Въ современномъ Римѣ три слоя жителей, расположенныхъ рядомъ, другъ подлѣ друга, какъ пласты различныхъ геологическихъ эпохъ. Верхній слой это — живые итальянцы. Они бѣгаютъ по улицамъ съ пачкой фотографій подъ мышкой, хватаютъ прохожихъ за полы и кричатъ раздирающимъ голосомъ: «Синьоръ, синьоръ, купите карточки, полъ-лиры за полсотни, по чентезиму за штуку». Когда «синьоръ» вырываетъ свои полы, они не обижаются и отвѣчаютъ смѣхомъ на крѣпкія слова. Въ нихъ много добродушія и лукавой простоты, но я больше люблю древнихъ жителей города Рима.
Это — картины и статуи. Въ общемъ итогѣ ихъ, конечно, не меньше, чѣмъ живыхъ обитателей вѣчнаго города земли.
Статуи значительнѣе картинъ. Человѣческая форма, перейдя въ мраморъ, отвердѣла и пріобрѣла неподвижность и безсмертіе. Даже черезъ двѣ тысячи лѣтъ, отрытая изъ-подъ груды мусора и разбитая въ куски, бѣлая статуя какъ будто волшебствомъ складываетъ вмѣстѣ свои разрозненные члены и возрождается, возвращая свою прежнюю юность и красоту. Эта красота проста и рельефна, ее можно созерцать съ разныхъ сторонъ, въ ней есть нѣчто сверхъ-человѣческое. Она также неизмѣнна и сіяюще безстрашна, какъ окружающая ее безмолвная и пышная природа. Хрупкая красота картинъ похожа на самую красоту человѣческой жизни. Ее можно разглядѣть только съ извѣстнаго разстоянія, и для того, чтобы оцѣнить ее, нужно, чтобы солнце освѣщало ее самыми яркими и благосклонными лучами. И такъ же, какъ человѣческая жизнь, красота картинъ бренна и непрочна, и на нашихъ глазахъ великая душа Леонардо Винчи исчезаетъ и изглаживается вмѣстѣ съ его фресками, между тѣмъ какъ вдохновеніе античнаго художника еще живетъ и будетъ жить вѣчно въ бѣлыхъ очертаніяхъ Бельведерскаго Аполлона.
Зато, въ самой непрочности своей, картины выразительнѣе и живѣе бѣлыхъ статуй. Статуя стоитъ выше жизни и внѣ жизни, — это памятникъ, эмблема, и даже самыя реальныя и ужасныя группы, Лаокоонъ со змѣями, Галлъ, заколовшій свою жену, Цирцея, привязываемая къ рогамъ быка, встаютъ передъ нами, какъ человѣческая страсть, чудесно схваченная художникомъ въ минуту наибольшаго разгара и застывшая навѣки, какъ трагическая маска, какъ голова Горгоны на щитѣ Аѳины Паллады.

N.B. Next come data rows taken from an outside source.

PR #289, opened 2024-02-21
[rust] making signatures backward compatible

bowenyang007:
## Summary
We changed parsing for signature in 1.10 so this makes sure that we handle both not just the new one. 

## Backfill
None

## Testing

Before
image

After
image

### DIFF
--- a/rust/processor/src/models/user_transactions_models/signatures.rs
+++ b/rust/processor/src/models/user_transactions_models/signatures.rs
@@ -356,6 +356,7 @@ impl Signature {
                 },
                 wildcard => {
                     tracing::warn!(
+                        transaction_version = transaction_version,
                         "Unspecified signature type or un-recognized type is not supported: {:?}",
                         wildcard
                     );
@@ -433,6 +434,7 @@ impl Signature {
                     },
                     wildcard => {
                         tracing::warn!(
+                            transaction_version = transaction_version,
                             "Unspecified signature type or un-recognized type is not supported: {:?}",
                             wildcard
                         );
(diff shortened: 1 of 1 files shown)


rust/processor/src/models/user_transactions_models/signatures.rs
```diff
@@ -338,9 +340,32 @@ impl Signature {
...
+            // old way of getting signature type prior to node 1.10
+            match AnySignatureTypeEnumPb::try_from(signature.r#type) {
+                Ok(AnySignatureTypeEnumPb::Ed25519) => String::from("single_key_ed25519_signature"),
+                Ok(AnySignatureTypeEnumPb::Secp256k1Ecdsa) => {
+                    String::from("single_key_secp256k1_ecdsa_signature")
+                },
+                wildcard => {
+                    tracing::warn!(
+                        "Unspecified signature type or un-recognized type is not supported: {:?}",
+                        wildcard
```
rtso, line 360: nit: log transaction_version

rust/processor/src/models/user_transactions_models/signatures.rs
```diff
@@ -338,9 +340,32 @@ impl Signature {
...
+                    );
+                    PROCESSOR_UNKNOWN_TYPE_COUNT
+                        .with_label_values(&["unspecified_signature_type"])
+                        .inc();
+                    "".to_string()
+                },
+            }
```
rtso, line 367: same comment. we can wrap it within the `get_any_signature_type`

rtso (approved):
left some comments, otherwise lgtm.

Оттого знаменитымъ людямъ не ставятъ статуй при ихъ жизни, но портреты ихъ рисуютъ красками и ежегодно выставляютъ на художественной выставкѣ напоказъ.

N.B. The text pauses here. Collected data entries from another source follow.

PR #290, opened 2024-02-22
Integrating the latest token v2 changes

vusirikala:
## Description 
This PR incorporates the latest Token V2 changes in https://github.com/aptos-labs/aptos-core/pull/12145/.
This PR mainly updates ConcurrentMintEvent --> Mint and ConcurrentBurnEvent -->  Burn

## Backfill
* Testnet: TBD not in testnet yet
* Mainnet: TBD not in mainnet yet 

### Test 1
Index burn with object core still there
Screenshot 2024-02-28 at 9 39 00 PM

### Test 2
Index mint
Screenshot 2024-02-28 at 9 40 47 PM
I manually modified is_soulbound_v2 to be false. After indexing the burn, is_soulbound_v2 is unchanged
Screenshot 2024-02-28 at 9 42 13 PM

### Test 3
https://explorer.aptoslabs.com/txn/929569453/events?network=testnet
Mint, transfer, old burn in 1 txn
Screenshot 2024-02-29 at 6 36 33 PM

Screenshot 2024-02-29 at 6 37 18 PM

### Test 4
Mint, transfer x2, old burn in 1 txn 
https://explorer.aptoslabs.com/txn/929571277?network=testnet

Screenshot 2024-02-29 at 6 51 35 PM
Screenshot 2024-02-29 at 6 51 58 PM

### Test 5
Mint, transfer, new burn in 1 txn
Screenshot 2024-03-01 at 12 21 51 PM
Screenshot 2024-03-01 at 12 21 39 PM

### Test 6
Mint, transfer x2, new burn in 1 txn 
Screenshot 2024-03-01 at 12 22 57 PM
Screenshot 2024-03-01 at 12 22 43 PM

### DIFF
--- a/rust/processor/src/models/token_v2_models/v2_token_activities.rs
+++ b/rust/processor/src/models/token_v2_models/v2_token_activities.rs
@@ -7,7 +7,6 @@
 
 use super::{
     v2_token_datas::TokenDataV2,
-    v2_token_ownerships::CurrentTokenOwnershipV2Query,
     v2_token_utils::{TokenStandard, TokenV2Minted, V2TokenEvent},
 };
 use crate::{
@@ -155,8 +154,6 @@ impl TokenActivityV2 {
         entry_function_id_str: &Option<String>,
         token_v2_metadata: &ObjectAggregatedDataMapping,
         tokens_minted: &TokenV2Minted,
-        // needed to find owner of the burnt nft
-        conn: &mut PgPoolConnection<'_>,
     ) -> anyhow::Result<Option<Self>> {
         let event_type = event.type_str.clone();
         if let Some(token_event) =
@@ -250,28 +247,8 @@ impl TokenActivityV2 {
                     transaction_timestamp: txn_timestamp,
                 }));
             }
-            // This should only happen in the case where we have a burn event and mint event in the same
-            // transaction. Basically token doesn't exist in metadata but there's a mint event
-            if tokens_minted.get(&token_data_id).is_some() {
-                return Ok(Some(Self {
-                    transaction_version: txn_version,
-                    event_index,
-                    event_account_address,
-                    token_data_id,
-                    property_version_v1: BigDecimal::zero(),
-                    type_: event_type,
-                    from_address: owner_address.clone(),
-                    to_address: None,
-                    token_amount: BigDecimal::one(),
-                    before_value: None,
-                    after_value: None,
-                    entry_function_id_str: entry_function_id_str.clone(),
-                    token_standard: TokenStandard::V2.to_string(),
-                    is_fungible_v2: Some(false),
-                    transaction_timestamp: txn_timestamp,
-                }));
-            }
-            // Otherwise the burn happened previously and we have to partially fill the row
+            // If the object metadata isn't found in the transaction, then it's a burn event.
+            // This should only happen in the case when the token is minted and burnt in the same transaction.
             return Ok(Some(Self {
                 transaction_version: txn_version,
                 event_index,
@@ -279,7 +256,7 @@ impl TokenActivityV2 {
                 token_data_id,
                 property_version_v1: BigDecimal::zero(),
                 type_: event_type,
-                from_address: owner_address,
+                from_address: owner_address.clone(),
                 to_address: None,
                 token_amount: BigDecimal::one(),
                 before_value: None,
--- a/rust/processor/src/models/token_v2_models/v2_token_activities.rs
+++ b/rust/processor/src/models/token_v2_models/v2_token_activities.rs
@@ -173,6 +173,12 @@ impl TokenActivityV2 {
                 V2TokenEvent::TransferEvent(inner) => inner.get_object_address(),
                 _ => event_account_address.clone(),
             };
+            // the new burn event has owner address now!
+            let owner_address = if let V2TokenEvent::Burn(inner) = token_event {
+                Some(inner.get_previous_owner_address())
+            } else {
+                None
+            };
 
             if let Some(metadata) = token_v2_metadata.get(&token_data_id) {
                 let object_core = &metadata.object.object_core;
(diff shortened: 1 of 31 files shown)


igor-aptos (approved):

rust/processor/src/models/token_v2_models/v2_token_activities.rs
```diff
@@ -303,6 +271,24 @@ impl TokenActivityV2 {
                     transaction_timestamp: txn_timestamp,
                 }));
             }
+            // Otherwise the burn happened previously and we have to partially fill the row
```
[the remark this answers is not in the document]
rtso: could we combine this and the above 
```if tokens_minted.get(&token_data_id).is_some() {```

File: rust/processor/src/models/token_v2_models/v2_token_ownerships.rs [hunk 2]
```diff
@@ -294,69 +294,78 @@ impl TokenOwnershipV2 {
...
                     token_data_id: token_data_id.clone(),
                     property_version_v1: BigDecimal::zero(),
-                    owner_address: Some(owner_address.clone()),
+                    owner_address: Some(previous_owner.clone()),
                     storage_id: storage_id.clone(),
                     amount: BigDecimal::zero(),
                     table_type_v1: None,
                     token_properties_mutated_v1: None,
-                    is_soulbound_v2: is_soulbound,
+                    is_soulbound_v2: Some(false),
```
rtso, line 349: @bowenyang007 is this ok? or should we make this `None`?

rtso: Once we have better deletion handling, I guess this doesn't matter much

rust/processor/src/processors/token_v2_processor.rs
```diff
@@ -482,6 +482,7 @@ async fn parse_v2_token(
 
             // Get burn events for token v2 by object
             let mut tokens_burned: TokenV2Burned = AHashSet::new();
+            let mut tokens_burned_map: TokenV2BurnedMap = AHashMap::new();
```
bowenyang007, line 485: why do we need both?

rtso: the hashset includes both old and new burn events. we still need to know if token got burnt with the old event for lookup. the map is for only new burn events to get the previous owner.

rust/processor/src/models/token_v2_models/v2_token_activities.rs
```diff
@@ -243,66 +245,26 @@ impl TokenActivityV2 {
                     is_fungible_v2: Some(false),
                     transaction_timestamp: txn_timestamp,
                 }));
-            } else {
```
bowenyang007, line 246: Oops I think that we might still need this for backfilling?

rust/processor/src/models/token_v2_models/v2_token_ownerships.rs
bowenyang007: actually should we just add deletion handling here as well?

rust/processor/src/models/token_v2_models/v2_token_activities.rs
rtso: yes let me add the `else` back in

rust/processor/src/models/token_v2_models/v2_token_ownerships.rs
rtso: i'll give it a shot

rtso: actually let's leave deletion handling for later. there's some edge cases we need to think about, like if the row doesn't exist yet.

bowenyang007: this data is wrong though.

bowenyang007: The simplest thing to do is to have another field called burnt_transaction_version and update that field when the token is burnt. That way the existing queries would work as intended because you're not updating last_transaction-version

rtso: so the idea is to have to the deletion query handle the `amount` field and the insertion query to handle updating the rest of the fields. how do we set `amount = 1` the first time and not the other times?

rtso: we could split the insertion query into 2 queries but that would double the # of insertion queries

rtso: a race condition between the mint/transfer and burn insertions can happen and cause some fields to be wrong, but we sync'd offline that data accuracy for burnt tokens/objects is best effort so this is fine. gonna consider this resolved.

bowenyang007 (commented):
What if there's mint + burn. Or transfer + burn. Or transfer + transfer + burn in the same transaction? 

Will this error or I guess maybe not b/c we're no longer batching across tables?

bowenyang007 (commented):
This does need more testing though. Can we at least manually create a case where this could happen? Or replay in cases where we had bugs before.

rust/processor/src/models/token_v2_models/v2_token_activities.rs
```diff
@@ -244,55 +240,24 @@ impl TokenActivityV2 {
...
+                    // To handle a case with the old burn events, when a token is minted and burnt in the same transaction
+                    None
+                };
 
-                // This should only happen in the case where we have a burn event where the token is gone
-                // and the previous instance of the token wasn't in the batch. We need to look up in the db
-                let latest_nft_ownership =
-                    match CurrentTokenOwnershipV2Query::get_latest_owned_nft_by_token_data_id(
-                        conn,
-                        &token_data_id,
```
bowenyang007, line 274: wait why don't we need this query anymore for the old events?

rust/processor/src/processors/token_v2_processor.rs
bowenyang007: we need to add comments here, and it might be better to merge them. E.g. for v1 event we can just have the value be null. It's very confusing to have both.

rust/processor/src/models/token_v2_models/v2_token_activities.rs
rtso: for the old burn events, we set from_address to None. is that fine?

bowenyang007 (approved):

Картина — это свѣтлая иллюзія, и, пока яркая жизнь ея красокъ еще не стала блекнуть, она выходитъ предъ нами изъ рамы и говоритъ съ нами такимъ же слабымъ и страстнымъ языкомъ, какъ та другая иллюзія, которая зовется — людская жизнь.

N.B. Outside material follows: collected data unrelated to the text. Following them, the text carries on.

PR #297, opened 2024-02-29
[rust] add transaction size info

bowenyang007:
* add sizes for transaction, events, and write sets. 
* fixing upgrade to signature type from 1.10

## testing
image


msmouse (approved):
Thanks boss!

PR #299, opened 2024-03-01
Introduce txn filter

CapCap:
Allow filtering transactions that reach the processor right after GRPC via config

The criteria are combined with `AND`, if a criteria is not set, it is ignored

adds a config section:
```
server_config:
  transaction_filter:
    # Only allow transactions from these contract addresses
    focus_contract_addresses:
      - "0x0"
    # Skip transactions from these sender addresses
    skip_sender_addresses:
      - "0x0"
    # Skip all transactions that aren't user transactions
    focus_user_transactions: true
  ```

### DIFF
--- a/rust/processor/src/transaction_filter.rs
+++ b/rust/processor/src/transaction_filter.rs
@@ -1,0 +1,77 @@
+use aptos_protos::transaction::v1::{
+    transaction::{TransactionType, TxnData},
+    transaction_payload::Payload,
+    Transaction,
+};
+use serde::{Deserialize, Serialize};
+
+/// Allows filtering transactions based on various criteria
+/// The criteria are combined with `AND`
+/// If a criteria is not set, it is ignored
+/// Criteria will be loaded from the config file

И потому красота картинъ полнѣе, чѣмъ красота статуй. Онѣ проходятъ предо мной, какъ хороводъ прекрасныхъ женщинъ, и заглядываютъ мнѣ въ лицо своими лучезарными глазами. Во главѣ ихъ идетъ юная Флора Тиціана, въ ореолѣ золотыхъ волосъ надъ ея полуобнаженнымъ, блистающимъ, цѣломудреннымъ тѣломъ, и юная Заря Гвидо Рени, погоняющая своихъ лошадей пурпурными возжами на лонѣ яркаго восхода, святая Катерина Мурильо, чистая, какъ лебедь, какъ будто вся сотканная изъ лебяжьяго пуха, чуждая малѣйшей земной тѣни или желанія, и вдохновенныя дѣвы Рафаэля, Поэзія въ лавровомъ вѣнкѣ и Правосудіе съ важнымъ лицомъ и вѣсами въ рукахъ, и Философія, разсматривающая свитокъ, и святыя дѣвы Карло Дольче съ ихъ прозрачными чертами и взоромъ, устремленнымъ въ небеса, Богородицы Андрея Сарто и Сассоферато и столькихъ другихъ, которые оставили намъ тысячами эти прекрасныя созданія своихъ грезъ.